[As you may gather from the passage below from A. J. Ayer’s influential treatise on logical positivism, Ayer flatly disagrees with the Thomist Josef Pieper. Although logical positivism was soon undone by its own internal contradictions, and Ayer, himself, frankly admitted to interviewer Bryan Magee in the 1978 Men of Ideas series that “nearly all of [logical positivism] was false,” Ayer remained fiercely anti-metaphysical. In this respect he was upholding a tradition of modern philosophy—some might say a prejudice—that began well before him, and continues to this day.]
But if science may be said to be blind without philosophy, it is true also that philosophy is virtually empty without science. For while the analysis of our everyday language is useful as a means of preventing, or exposing, a certain amount of metaphysics, the problems which it presents are not of such difficulty or complexity as to make it probable that they will remain long unsolved. Indeed we have dealt with most of them in the course of this book, including the problem of perception, which is perhaps the most difficult problem of those which are not essentially connected with the language of science; a fact which explains why it has played so large a part in the history of modern philosophy. What confronts the philosopher who finds that our everyday language has been sufficiently analyzed is the task of clarifying the concepts of contemporary science. But for him to be able to achieve this, it is essential that he should understand science.
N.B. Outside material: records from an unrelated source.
PR #823, opened 2017-08-30
Update oval_fts.c

jlcharton:
path argument of valid_local_zone() function should be const char* since this function is called by OVAL_FTS_localp() which declared path as const char*.


jan-cerny:
@openscap-ci ok to test

jan-cerny:
Thanks.

PR #824, opened 2017-08-30
Update cpe_name.h

jlcharton:


mpreisler:
I am afraid this breaks API and ABI so we can't merge it to `maint-1.2`.

jlcharton:
However the prototypes are quite weird: why do they return a pointer to bool and not just a bool.

Moreover, this makes Oracle C compiler complain when compiliing ./src/CPE/cpelang.c since (for example):
> CC       libcpe_la-cpelang.lo
> "cpelang.c", line 174: warning: improper pointer/integer combination: op "="
> "cpelang.c", line 177: warning: improper pointer/integer combination: op "="


 This is because in function cpe_testexpr_evaluate one has:
`        case CPE_LANG_OPER_MATCH:`
`                ret = dict_cb(cpe_testexpr_get_meta_cpe(expr), usr);`
`                break;`
`        case CPE_LANG_OPER_CHECK:`
`                ret = check_cb(cpe_testexpr_get_meta_check_system(expr), cpe_testexpr_get_meta_check_href(expr), cpe_testexpr_get_meta_check_id(expr), usr);`
`                break;`

and ret is of type bool and dict_cb and check_cb from their prototypes are supposed to return a pointer to a bool.

mpreisler:
@openscap-ci add to whitelist

mpreisler:
@jlcharton yeah, the prototypes look wrong and this looks like the proper fix. We just can't remove the typedef from the API. We can't break ABI no matter what, it would make it hard for distributions to update to latest OpenSCAP.

We don't want to spoil https://abi-laboratory.pro/tracker/timeline/openscap/ :-)

mpreisler:
Are the typedefs used anywhere else in public API, can we just create 2 new typedefs and use them in the codebase? That would make it API compatible and also fix the issue.

jan-cerny:
@mpreisler Could we merge this to master branch instead?

jan-cerny:
What do you think about including this patch into master branch?

jan-cerny:
@mpreisler @WesleyCeraso @yuumasato @matejak @dahaic @matusmarhefka Any opinion will be strongly welcome.

matusmarhefka:
@jan-cerny IMO this would be okay to merge into the master branch instead of maint-1.2 branch.

jan-cerny:
@matusmarhefka Thank you for investigation, I agree with you that these functions should return bool. I suspect the code doesn't work properly now.

mpreisler:
We have consensus that this is a good patch but we can't do it in maint-1.2. Let's continue in #951 which has the same patch except for master branch.

PR #831, opened 2017-09-05
Update oscap-oval.c

jlcharton:
Fix the following warning raised by Oracle Developer Studio 12.5:
  CC       oscap-oscap-oval.o
"oscap-oval.c", line 361: warning: improper pointer/integer combination: arg #3.


mpreisler:
ACK.

Thanks!

PR #832, opened 2017-09-05
Update test_api_seap_spb.c

jlcharton:
Fix non standard void pointer arithmetic (GCC specific extension).


WesleyCeraso:
Awesome, thanks

PR #835, opened 2017-09-08
Fix for systems that lack POSIX.1-2008 realpath

jlcharton:
Also fix a couple of other minor issues (strdup returned value and error message).


jan-cerny:
ACK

If he is incapable of understanding the propositions of any science, then he is unable to fulfil the philosopher’s function in the advancement of our knowledge. For he is unable to define the symbols which, most of all, require to be made clear.
It is indeed misleading to draw a sharp distinction, as we have been doing, between philosophy and science. What we should rather do is to distinguish between the speculative and the logical aspects of science, and assert that philosophy must develop into the logic of science. That is to say, we distinguish between the activity of formulating hypotheses, and the activity of displaying the logical relationship of these hypotheses and defining the symbols which occur in them. It is of no importance whether we call one who is engaged in the latter activity a philosopher or a scientist. What we must recognise is that it is necessary for a philosopher to become a scientist, in this sense, if he is to make any substantial contribution towards the growth of human knowledge.